Readers know that I subscribe to the WSJ, and I do so because I expect it to maintain reasonably high standards for reporting on economic and financial matters. I mean – Wall Street, right?

WSJ manages to disappoint me on that score regularly. There is an Opinion column in today’s issue with this headline:

In Defense of the McDonald’s Cheeseburger

It’s cheaper than it was in 1948, when gauged on a sandwich-per-hour basis.

Um…..sandwich-per-hour basis? What the heck does that mean?

So of course I read the column to find out, and here is what it means to the writer, one Faith Bottum. The key paragraph from the article says this:

A cheeseburger in 1948 cost 19 cents, while the federal minimum wage was 40 cents an hour. Today Mac-Menus reports the price of a cheeseburger at around $3.89, depending on region. And McDonald’s workers average $12 to $14 an hour (with California’s minimum wage for fast-food workers at $20). Even with the lower average wage, that’s 3.1 cheeseburgers an hour today, as opposed to 2.1 in 1948.

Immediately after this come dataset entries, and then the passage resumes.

PR #5632, opened 2022-09-14
feat: Improved InfluxQL error messages

### LINKED ISSUE #5537: InfluxQL: Add custom error type to InfluxQL parser
This issue is to add custom error type support to the `influxdb_influxql_parser` crate to improve the public error messages. It is dependent on #5416, in order to provide an initial set of APIs to explore the error reporting space.

stuartcarnie:
Closes #5537 

This PR introduces several improvements to the `influxdb_influxql_parser` to establish consistent error handling and user-facing messages.

##### Add `internal` module 

* Add a specialised `Error` type for handling nom errors and an alternative for capturing InfluxQL syntax error messages
* Add `map_fail` to function to map an `Err` from the provided closure to a `nom::Err::Failure` with a custom error message. A `nom::Err::Failure` terminates parsing immediately.
* Add `expect` function, which behaves similarly to nom's `cut` function, to force parsing to terminate. `expect` adds the custom syntax error message for context.
* Defines a specialised `nom::IResult`, `ParseResult` to be used by combinator functions throughout the crate. This type specifies the default error as the specialised `Error` struct.

##### Refactor to use `internal::ParseResult`

All existing combinator functions across the remaining modules were updated to use the `ParseResult` type.

##### Improve error messages

Parser combinator functions were updated to use the `expect` and `map_fail` functions, where appropriate. The goal of this refactoring was to ensure that once we reached unrecoverable points in parsing, we fail with an appropriate error message. There is no intention to match the existing Go implementation error messages, as these are not treated as values by clients.

##### Refactor `show_measurements` combinator

There are many InfluxQL statements that start with `SHOW`, so we have broken this into separate combinators. The first is the `show_statement`, which is responsible for parsing a `SHOW` token and then any one of the other supported `SHOW` statements. Currently there is only `show_measurements`, but future changes will add additional combinators. This change allows us to fail if we do not recognise the next token after the `SHOW` statement, which is unrecoverable.

##### Add `parse_statements` public function

Add the public APIs to the crate to support parsing InfluxQL statements separated by the `;` statement terminator. We also added the public error type to be consumed by clients, which is intentionally only useful for `Display`. This public API serves as the foundation for developing the remainder of the parsers.


influxdb_influxql_parser/src/common.rs
```diff
@@ -84,30 +84,39 @@ pub fn measurement_name_expression(i: &str) -> IResult<&str, MeasurementNameExpr
...
 }
 
 /// Parse a LIMIT <n> clause.
-pub fn limit_clause(i: &str) -> IResult<&str, u64> {
-    preceded(pair(tag_no_case("LIMIT"), multispace1), unsigned_number)(i)
+pub fn limit_clause(i: &str) -> ParseResult<&str, u64> {
+    preceded(
+        pair(tag_no_case("LIMIT"), multispace1),
+        expect(
+            "invalid LIMIT clause, expected unsigned integer",
```
stuartcarnie, line 96: `expect` always fails if the inner parser fails, returning an error with the specified message.

influxdb_influxql_parser/src/parameter.rs
```diff
@@ -99,8 +99,7 @@ mod test {
         // └─────────────────────────────┘
 
         // missing `$` prefix
-        let res = parameter("cpu");
-        assert!(res.is_err());
+        parameter("cpu").unwrap_err();
```
stuartcarnie, line 102: Drive-by cleanup 🧹

influxdb_influxql_parser/src/show.rs
```diff
@@ -0,0 +1,41 @@
...
+use nom::character::complete::multispace1;
+use nom::combinator::map;
+use nom::sequence::{pair, preceded};
+
+/// Parse a SHOW statement.
+pub fn show_statement(i: &str) -> ParseResult<&str, Statement> {
+    preceded(
+        pair(tag_no_case("SHOW"), multispace1),
+        expect(
+            "invalid SHOW statement, expected MEASUREMENTS",
```
stuartcarnie, line 14: We will update this message as we add more parsers

influxdb_influxql_parser/src/statement.rs
```diff
@@ -0,0 +1,27 @@
...
+        };
+
+        Ok(())
+    }
+}
+
+/// Parse a single InfluxQL statement.
+pub fn statement(i: &str) -> ParseResult<&str, Statement> {
+    // NOTE: This will become an alt(()) once more statements are added
+    show_statement(i)
```
stuartcarnie, line 26: We only have one statement, so we can't use the `alt` combinator as it doesn't compile. Once we add more statements, we'll switch to that combinator.

crepererum: Yeah, seems like an oversight in `nom`, `Alt` is not implemented for 0 and 1-tuples, see https://docs.rs/nom/latest/nom/branch/trait.Alt.html

crepererum (approved):
I really like the error handling and how it integrates with the new test macro :+1:

influxdb_influxql_parser/src/common.rs
```diff
@@ -280,7 +315,7 @@ mod tests {
         // Fallible cases
 
         // Must be "time" identifier
-        assert_failure!(order_by_clause("ORDER by foo"));
+        assert_expect_error!(order_by_clause("ORDER by foo"), "invalid ORDER BY");
```
NGA-TRAN, line 318: Question: Is it possible for us to even have a clear message here saying what should be following the `ORDER BY`?

influxdb_influxql_parser/src/lib.rs
```diff
@@ -11,14 +11,137 @@
...
+
+        // Parse multiple statements with a terminator in quotes, ensuring it is not interpreted as
+        // a terminator
+        let got = parse_statements(
+            "SHOW MEASUREMENTS WITH MEASUREMENT = \";\";SHOW MEASUREMENTS LIMIT 1",
+        )
+        .unwrap();
+        assert_eq!(
+            format!("{}", got[0]),
+            "SHOW MEASUREMENTS WITH MEASUREMENT = \";\""
```
NGA-TRAN, line 135: Question: is this a valid query that does not need to specify the name of a measurement? 
Can you also add a test `SHOW MEASUREMENTS WITH MEASUREMENT = a_whatever_name`?

influxdb_influxql_parser/src/common.rs
```diff
@@ -246,10 +269,22 @@ mod tests {
...
+            offset_clause("OFFSET "),
+            "invalid OFFSET clause, expected unsigned integer"
+        );
 
         // overflow
-        offset_clause("OFFSET 34593745733489743985734857394").unwrap_err();
+        assert_expect_error!(
+            offset_clause("OFFSET 34593745733489743985734857394"),
+            "unable to parse unsigned integer"
+        );
```
NGA-TRAN, line 287: 🎉  Nice capturing invalid syntax. I wonder whether we have tests for all supported syntax

influxdb_influxql_parser/src/common.rs
stuartcarnie: Done!

influxdb_influxql_parser/src/lib.rs
stuartcarnie: The name of the measurement is enclosed in double quotes, such that it is a single semicolon, `;`, and therefore valid syntax. I don't expect that IOx would allow a user to create a table as a single semicolon, so this query would fail to execute. 

Incidentally, these tests are intended to validate parsing multiple statements, and not the `SHOW MEASUREMENTS` statement. I have specific `SHOW MEASUREMENTS` tests in the `show_measurements.rs` module, including one for your suggestion, which includes various whitespace elements:

https://github.com/influxdata/influxdb_iox/blob/1b2ba222673b3131183001c501f5275ee554cabb/influxdb_influxql_parser/src/show_measurements.rs#L218

influxdb_influxql_parser/src/common.rs
stuartcarnie: I plan on adding a suite of SQL statements in a file that can be validated. I expect we will also add fuzzing tests.

stuartcarnie:
@NGA-TRAN and @crepererum thank you again for the reviews 🙇🏻  I've improved the `ORDER BY` error message, as suggested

Ok, so 40/19 = 2.1 and 12/3.89 = 3.08, or roughly 3.1.

That is Ms. Bottum’s arithmetic, clearly. What does that mean? She says it means a cheeseburger is cheaper than it was in 1948. I don’t think so….

If you want a read on whether a McD cheeseburger is cheaper for a buyer than it was in 1948, then you compare the rise in the price of a cheeseburger over the relevant time period with the rise in the general price index, known as the CPI. Or, even better, you compare the cheeseburger price rise with how much the average or median earnings of a worker have changed over that time period.

Doing the CPI calculation is easy. The US CPI stood at 24 in 1948 and at 330 at the start of 2026. So, the CPI went up by a factor of 330/24 = 13.75 over the relevant period, while the price of a cheeseburger went up by a factor of 3.89/0.19 = 20.47.

Sorry, Faith. From the viewpoint of a consumer, a McD cheeseburger has gone up in price at a much higher rate than the prices of consumer goods in general, making it a less good deal than other things a person might spend their money on, relative to what it was in 1948.

(Yes, I know, very few people who bought McD cheeseburgers in 1948 are still around to do so today. I did not pick that year, Ms. Bottum did.)

Ms. Bottum ends her little piece with this:

Maybe this is why I’ve always had a fondness for the fast-food chain and its cheeseburger. It’s both delicious and a pretty good bang for your buck.

Well, you may be fond of them, Faith, but your numbers do not support ‘good bang for your buck’.

Now, the calculation she presents is not useless, it just doesn’t tell us anything about the relative cheapness of a McD Cheeseburger today vs 1948. It does tell us something from the perspective of McD as a profit-seeking company.

In 1948, McD had to sell 2.1 cheeseburgers to pay for one hour’s wages for an employee. In 2026 it has to sell 3.1 cheeseburgers to cover one hour’s wages. That’s what Bottum’s numbers tell us, and I doubt that makes McD happy in any way. The reason for that is that the hourly wage McD must pay for its workers has gone up by a factor of $12/$0.4 = 30, much higher than the increase in the CPI over that period, which we calculated above as rising by a factor of only 13.75.

It’s actually kinda simple. If the wage you gotta pay workers by law goes up a lot, then you are gonna have to sell more stuff and/or at a higher price to pay that wage.

Ain’t economics fun?

Full Disclosure: My first-ever-real-job (paid by cheque, tax withholding, etc.) in 1968 was at McD’s. I earned $1.20/hr, and I recall a hamburger being $0.49 and a cheeseburger $0.59. On a busy Friday supper hour, there would be 15 or more pimply-faced teenagers in the restaurant cranking out burgers and fries to feed the masses. You will never see that many youngsters working in a McD’s at one time today.